Trying to picture 3D shapes in your head and ‘spin’ them round for a different view is hard enough for many people. Which is why asking pupils to visualise 3D coordinates from a 2D representation, let alone perform any calculations from them, is even less straightforward.
Realising this, my colleague thought about ways she could provide pupils to hold and feel the coordinates. Models from cocktail sticks, string, straws and wire were all thought of but in the end Ms Llewellyn found some spare lengths of wood in the workshop and made a stash of x-y-z axes (…tri-axes?) It turns out they’re pesky things to put together. I tried providing an extra pair of hands and assisting with fixing the lengths together. We had a go with nails and a hammer but they split the wood. Then we tried a stapler but we could never get the third leg to stay in place. PVA glue just wouldn’t dry quick enough. So in the end, a hasty duct tape lash was enough to secure the rods in place.
It was completely worth it – there were enough for every pair of pupils to work with one and the whole range of ability levels were able to access a set of far more demanding questions than would otherwise have been possible. They were experimenting by drawing scales along the axes and dangling cubes in the 3D space created between them.
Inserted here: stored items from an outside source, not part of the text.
PR #1841, opened 2018-07-05
Let DHCP continue forever if no timeout

### LINKED ISSUE #1716: Giving up early on DHCP
The OS now gives up on DHCP and never tries again even though it may just be a temporary problem. Secondly, the OS may be statically configured after a certain time passes. This is mostly because we run qemu with bridge, even though there are other network options that provide DHCP.

We need to explore:
- Retrying DHCP forever
- Rebooting after repeated failed contact on uplink, as no one wants a "bricked" instance
- Changing qemu bridged mode to use eg. NAT, host-local or other DHCP-enabled modes

AndreasAakesson:
By supplying timeout = 0, DHCP will now continue forever.
I added to constants that can be tuned:
```
    static constexpr std::chrono::seconds RETRY_FREQUENCY{1};
    static constexpr std::chrono::seconds RETRY_FREQUENCY_SLOW{10};
```
There is also hardcoded that it should make 10 tries before slow face:
```
  void DHClient::restart_negotation()
  {
    ...
    static const int FAST_TRIES = 10;
    // never timeout
    if(tries <= FAST_TRIES)
    {
      // do fast retry
      timeout_timer_.start(RETRY_FREQUENCY);
    }
    else
```
Fixes #1716. Inet still got default timeout to 10 seconds (also not using std::chrono), same if nothing is supplied in config.json. For it to work, config.json needs the field `timeout: 0` to try forever.
So i guess that's todo/decision to be made what the default should be.

### DIFF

The tri-axes were such a simple resource to put together – doubtless we’re not the first to ever make them – and now we have something that we can bring out for lessons on 3D Pythagoras and trigonometry and even for something more straightforward like volume of cuboids and cubes. And it was far more fun making them and seeing them being used than it was putting together another worksheet. Well done Ms Llewellyn.